STAR1SHIP@aol.com writes:
 >  Basically, there is no way to induce motion that violates conservation
 >  of momentum; if something moves one way, something else has to move the
 >  other. 
 > 
 > :Not nessasarily. Attach a board to the tops of two five gallon buckets open 
 > side :down. Stand on board and move body forward rapidly without moving feet 
 > along a :ine parallel with the bucket centers. You will find you can walk 
 > across the concrete :floor inch by inch with each motion. Conservation of 
 > momentum is maintained but :your conclusion is proven false. Mass times 
 > velocity one way = mass times velocity :the other way in rockets. In particle 
 > accelerators E= 1/2Mass times velocity so :does not have the counter force. 
 > That is why the energy in the rapid motion :translates to forward motion of 
 > the man an buckets.  Rockets and Particle :accelerators have different max 
 > velocities as different equations are used.....

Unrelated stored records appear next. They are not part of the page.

PR #68, opened 2022-09-06
Testcase generation

andybalaam:
rec-2022-09-06_10 43 14


jmartinesp:
I think this is missing the simplest test case, if I type `cool!`, in test case I get:

```
let mut model = cm("|cool!");
assert_eq!(tx(&model), "cool!|");
```

The selection indexes don't match.

Also, on webkit based browsers I can't select anything from the test case text block, the selection gets overridden and I never get to either right click and copy or even use a keyboard shortcut on time.

https://user-images.githubusercontent.com/480955/188815471-bc7aad76-f9d4-46db-a624-2799df0fbade.mov

andybalaam:
OK, the second part is https://element-io.atlassian.net/browse/PSU-753 .

But darnit, I will try to fix the first one, thanks :-)

andybalaam:
OK, my latest commit fixes the problem @jmartinesp - thank you!

PR #69, opened 2022-09-07
Android: add lists support

jmartinesp:
* Adds lists for Android (BulletSpan and OrderedListSpan).
* Creates `HtmlToSpansParser` based on the default `Html.fromHtml` implementation.
* Adds indexes mapping between the composer and the actual UI element on Android, as they diverged when we included line breaks and zero-width characters.


andybalaam (approved):
Looks good!

PR #70, opened 2022-09-07
Make it easier to build Android

andybalaam:


bindings/wysiwyg-ffi/README.md
```diff
@@ -67,13 +76,19 @@ cargo install uniffi_bindgen
 Make sure you install same version of uniffi_bindgen that is mentioned in
 `bindings/wysiwyg-ffi/Cargo.toml`, otherwise you will get weird errors.
 
-* Build shared object:
+* Build the library using Gradle:
+
+```bash
+ANDROID_SDK_ROOT=/home/andy/AndroidSdk make android
```
jmartinesp, line 82: I would normally set this variable as an env var in `.bashrc`, but this is probably fine.

bindings/wysiwyg-ffi/README.md
```diff
@@ -12,9 +12,18 @@ wysiwyg-rust.
   android-ndk-r22b-linux-x86_64.zip and unzip it e.g.:
 
 ```bash
-unzip android-ndk-r22b-linux-x86_64.zip
+cd $ANDROID_SDK_HOME
```
jmartinesp, line 15: It seems like there are several variables that can be used here:

- ANDROID_SDK_ROOT
- ANDROID_SDK_HOME
- ANDROID_HOME

It seems like the proper one is `ANDROID_HOME`, the other 2 are deprecated. There is also `ANDROID_NDK_ROOT` that we could have tried before. It's probably worth to mention that this variable should be set somewhere before we try to use it here.

bindings/wysiwyg-ffi/README.md
jmartinesp: In the pre-requisites we're already using `ANDROID_HOME` or a similar variable, so we assume it already exists. There's probably no need to manually set it here too.

jmartinesp (approved):
Couple of changes, other than that, LGTM.

bindings/wysiwyg-ffi/README.md
andybalaam: Thanks, I updated to use ANDROID_HOME

platforms/android/library/build.gradle
```diff
@@ -54,6 +54,8 @@ android {
     viewBinding {
         enabled = true
     }
+
+    ndkVersion = "22.1.7171670"
```
andybalaam, line 58: @jmartinesp this part was particularly unsure for me. I needed it for the build to work, but is it right?

jmartinesp: In my case gradle seems to just ignore it, I don't have that version installed and it's building just fine. I guess it's using what's on `bindings/wysiwyg-ffi/.cargo/config.toml` instead. It's weird that you have to add it to be able to build the lib.

PR #71, opened 2022-09-07
Handle list toggling & button states

aringenbach:
* Add the possibility to toggle between list types
* Handle inserting in previous list (for now, with simple nodes)
* Handle button state for lists
* Update list binding functions signature to reflect that it doesn't always create a list

Simulator Screen Recording - iPhone 13 - 2022-09-07 at 17 10 45


crates/wysiwyg/src/composer_model/menu_state.rs
```diff
@@ -0,0 +1,82 @@
...
+    pub(crate) fn compute_menu_state(&mut self) -> MenuState {
+        let (s, e) = self.safe_selection();
+        let range = self.state.dom.find_range(s, e);
+        match range {
+            Range::SameNode(range) => {
+                return self.compute_active_buttons(range.node_handle);
+            }
+            Range::MultipleNodes(range) => {
+                return self.compute_active_buttons(
+                    // TODO: lookup all locations and output union instead
```
andybalaam, line 36: I'm not actually sure what the right behaviour is here - we should compare with other editors.

aringenbach, line 36: *intersection is meant here obviously

crates/wysiwyg/src/tests/test_lists.rs
```diff
@@ -112,11 +112,34 @@ fn entering_mid_text_node_with_selection() {
...
+    assert_eq!(tx(&model), "<ol><li>ab</li></ol>cd|");
+}
+
+#[test]
+fn appending_new_list_to_previous() {
+    let mut model = cm("<ol><li>ab</li></ol>cd|");
+    model.ordered_list();
+    assert_eq!(tx(&model), "<ol><li>ab</li><li>cd|</li></ol>");
+}
+
```
andybalaam, line 142: This all looks great, but there is one testcase that I think it currently does wrong. Here is my attempt at expressing it in Rust:

```rust
let mut model = cm("<ul><li>foo|</li></ul>bar");
model.ordered_list();
assert_eq!(tx(&model), "<ul><li>foo</li></ul><ol><li>​bar|</li></ol>");
```

Currently it ends up like:

```rust
assert_eq!(tx(&model), "<ol><li>foo</li><li>​bar|</li></ol>");
```

I.e. it changes the preceding list into `ol`. I think it should not do that, but instead make a new `ul`.

andybalaam (changes requested):
One behaviour I think is not right, but looks great!

crates/wysiwyg/src/tests/test_lists.rs
andybalaam: (I just confirmed in Google Docs it works the way I think we should work)

crates/wysiwyg/src/composer_model/menu_state.rs
aringenbach: I've self reviewed up here ^ I meant intersection, from looking at some others editors, same rule applies to list than the one for formatting. 
Button is active if and only if the entire selection is inside a list of expected type
For example, no active button with this:
image

andybalaam: I think the button state should exactly match what will happen then I click it.
So if the button is not highlighted, clicking it will add (or replace) a list, and if it is highlighted, clicking it will remove a list.

aringenbach: Will have to check what happens when this is implemented for us.
In my screenshot here if I hit one of the list buttons, it will transform the "unmatching" list to the same type and merge which looks like a correct behaviour to me.

crates/wysiwyg/src/tests/test_lists.rs
aringenbach: I added this test case (slightly different as we don't insert ZWSP right now - better do it on a separated piece of work since it might be tricky and mess up selection)

andybalaam (approved):
Awesome!

PR #75, opened 2022-09-08
Support inserting br tags when you press enter.

andybalaam:


aringenbach (commented):
Looks pretty good.
Actually I'm currently wondering how much of the join_nodes utility could/should be defined on dom rather than the compoer_model 🤔

andybalaam:
I actually think this might break Android and iOS. I'll chat in the channel, and mark this as draft in the meantime

PR #76, opened 2022-09-09
Skip the selection behavior when the selection is not in the composer

florianduros:
In the Web example app, when we select some text outside the composer, the selection is updated to (-1, -1), which is wrong.

We also lose our selection because we grab focus by replacing the editor contents.

When the selection is outside the composer, we should do nothing.


jmartinesp (approved):
LGTM! If only all PRs were this simple 😄

PR #77, opened 2022-09-09
Disable removal of empty text nodes for formatting, as it broke some functionality

jmartinesp:
Also, fixed issue in `tx(&model)`.


andybalaam (approved):
Thanks!

PR #78, opened 2022-09-09
Handle active button state for formatting & cross-node selections

aringenbach:
* Handles cross node selection to set expected buttons as active
* Handles active/inactive states for formatting buttons

Simulator Screen Recording - iPhone 13 - 2022-09-09 at 14 03 40


andybalaam (approved):
Nice!

PR #79, opened 2022-09-09
Handle disabled state for undo/redo buttons

aringenbach:
Disabled state for Undo/Redo buttons

Simulator Screen Recording - iPhone 13 - 2022-09-09 at 15 29 22

### DIFF
--- a/bindings/wysiwyg-ffi/src/ffi_composer_model.rs
+++ b/bindings/wysiwyg-ffi/src/ffi_composer_model.rs
@@ -18,6 +18,13 @@ impl ComposerModel {
         }
     }
 
+    pub fn set_html(self: &Arc<Self>, html: String) -> Arc<ComposerUpdate> {
+        let html = Utf16String::from_str(&html);
+        Arc::new(ComposerUpdate::from(
+            self.inner.lock().unwrap().replace_all_html(&html),
+        ))
+    }
+
     pub fn select(
         self: &Arc<Self>,
         start_utf16_codeunit: u32,
--- a/bindings/wysiwyg-ffi/src/ffi_composer_model.rs
+++ b/bindings/wysiwyg-ffi/src/ffi_composer_model.rs
@@ -18,7 +18,7 @@ impl ComposerModel {
         }
     }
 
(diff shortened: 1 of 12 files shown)


bindings/wysiwyg-ffi/src/ffi_composer_model.rs
```diff
@@ -18,6 +18,13 @@ impl ComposerModel {
         }
     }
 
+    pub fn set_html(self: &Arc<Self>, html: String) -> Arc<ComposerUpdate> {
```
andybalaam, line 21: I went for replace_all_html to make it clear the whole thing is replaced. I think we should try to be consistent - if you think set_html is better, maybe we should change everything to that?

andybalaam (changes requested):
One question/comment, looks very good otherwise.

bindings/wysiwyg-ffi/src/ffi_composer_model.rs
aringenbach: Yeah `replace_all_html` seems fine to me, I wonder if this should also reset undo/redo states (perhaps with an extra parameter), as I suppose there might be cases where we either want to push a state to history or we want to completely remove old states (right now it does nothing - which means that if we play with the editor, then replace_all_html, undo we will get to state at N-2).

andybalaam: Hmm, good point. What do we want right now? We should implement the behaviour we want now (either delete history or add this to history properly), and add an option later.

aringenbach: I suppose right now we want to simply clear history, as I don't expect to do something other than setting up the initial HTML at start.
Still not sure there is a real case for preserving undo. (perhaps something around switches between plain/WYSIWYG, if we want to save or keep the model alive in these kind of cases)

andybalaam: Yeah, let's leave that use case until we need it, and clear the undo/redo history for now.

andybalaam (approved):
Great, thanks!

PR #80, opened 2022-09-12
Add test case for creating a new list immediately after an old one join

aringenbach:
Add a test case that proves joining list to previous works


andybalaam (approved):
Great, thanks!

PR #81, opened 2022-09-12
Convert ZWSP in tree representation

aringenbach:
Simulator Screen Shot - iPhone 13 - 2022-09-12 at 10 47 35


andybalaam (approved):
Great, sorry I missed this.

PR #82, opened 2022-09-13
Compute manually the focus offset from the current node

florianduros:
I add a small recursive function to compute manually the focus offset.

The original offset has an unexpected value in case of a `ctrl+a` in Firefox. 

The focus has  a different behaviour between Chrome and Firefox.
- Chrome => focus  on the text node
- Firefox => focus on the parent div `contentEditable=true`

It clearly needs unitary tests which will arrive _soon_ in the `react` version :)


andybalaam (changes requested):
Did you know we do have tests?

They are very manual, but they are there, in tests.js

Would be great to add some tests for this.

florianduros:
I added some tests.

PR #576, opened 2023-02-09
[Android] Update NDK to r25c

jonnyandrew:
## What?

Update the Android NDK to LTS [r25c](https://developer.android.com/ndk/downloads#lts-downloads).

## Why?

- This is the latest long term support version
- It's now the default installed version on the MacOS 12 Github Actions runner so no need to install it manually

### DIFF
--- a/platforms/android/library/build.gradle
+++ b/platforms/android/library/build.gradle
@@ -61,7 +61,7 @@ android {
         jacocoVersion = "0.8.8"
     }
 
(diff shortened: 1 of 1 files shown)


aringenbach (approved):
Looks like it worked, cool ! :) 

I'm a bit scared that we get inconsistent behaviour depending on which runners come up, we'll see (I know I had some issues before with versions of Xcode that just weren't there as described 😅 )

PR #578, opened 2023-02-10
[iOS] Reapply pending formats after enter in list

### LINKED ISSUE #577: [iOS] Formatted is not systematically applied in new list item
* Create a first formatted list item
* Enter
* Type

Formatting is not applied until next HTML complete replacement.

This is due to the fact that the text view will use latest character traits upon character input, which in case of placeholder NBSP/ZWSP and list prefixes doesn't contain the formatting traits.

aringenbach:
Fixes #577

### DIFF
--- a/platforms/ios/lib/WysiwygComposer/Sources/WysiwygComposer/Extensions/ComposerModel.swift
+++ b/platforms/ios/lib/WysiwygComposer/Sources/WysiwygComposer/Extensions/ComposerModel.swift
@@ -55,4 +55,11 @@ extension ComposerModel {
 
         return update
     }
+
+    /// Returns currently reversed (active) actions on the composer model.
+    var reversedActions: Set<ComposerAction> {
+        Set(actionStates().compactMap { (key: ComposerAction, value: ActionState) in
+            value == .reversed ? key : nil
+        })
+    }
 }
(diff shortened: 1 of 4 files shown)


platforms/ios/lib/WysiwygComposer/Sources/WysiwygComposer/Extensions/ComposerModel.swift
```diff
@@ -55,4 +55,11 @@ extension ComposerModel {
 
         return update
     }
+
+    /// Returns currently reversed (active) actions on the composer model.
```
jonnyandrew, line 59: > currently reversed (active) actions

Outside the scope of this change, but I find it a bit confusing that 'reversed' is equivalent to 'active'. Should we consider separating the concepts of toggling ('reversing') the state from the state itself (i.e. active/inactive)?

jonnyandrew (approved):

platforms/ios/lib/WysiwygComposer/Sources/WysiwygComposer/Extensions/ComposerModel.swift
aringenbach: It can be a bit confusing, but IIRC the reasoning behind this is that the ComposerAction refers to calling the associated function as well. e.g. if bold is reversed, calling `bold` will actually `unbold`. If we flagged this as `active` instead, one could assume that calling `bold` would do nothing since it's already active.

PR #581, opened 2023-02-13
Update HTML/markdown setting functions to return `Result` type

jonnyandrew:
## What?

Update two Rust model functions (`set_content_from_markdown()`,`set_content_from_html()`) to return `Result`.

Note that nothing is fixed by this change and further work is still needed to return errors where appropriate.

### To do
- [x] Update platform code

## Why?

The interface change reflects the fact that these methods may fail under normal conditions and given malformed inputs for example, the model should return an error, not crash.


jonnyandrew:
@aringenbach thanks for your review!

- I've added a test for some known bad HTML [`606dd40`](https://github.com/matrix-org/matrix-rich-text-editor/pull/581/commits/606dd40952fb34fefb99cb89da127b45722542dc). I don't think we have a way yet to trigger failure for Markdown parsing without panicking.
- I've also stopped returning `Result` from the tests [`1853f7d`](https://github.com/matrix-org/matrix-rich-text-editor/pull/581/commits/1853f7d3c4a081059cd02712394e48e682c27522). I'm not 100% sure which is more idiomatic in this case but I can see `unwrap()` is a bit easier to read and maintain.

aringenbach (approved):
LGTM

You must have been a source of great amusement in your physics classes.
Your example of sliding boards along the floor is just as required to
follow conservation of momentum as rockets are; it's a fundamental
property of everything in the universe to conserve momentum.  You're
just getting confused because there's friction and a very large
countermass involved.

All that's happening when you slide the boards along the floor is that
you shift yourself slowly in one direction and quickly in the other,
such that you move quickly enough to overcome the friction holding the
boards against the floor for short periods.  And every time you slide a
little one way, the whole Earth slides a very tiny bit the other,
exactly so that momentum remains conserved.

Both rockets and particles in a particle accelerator have the same limit
velocity -- c.  I don't know which equations you're specifically
referring to but p = m * v / (sqrt(1 - v^2/c^2)) for every mass in the
universe.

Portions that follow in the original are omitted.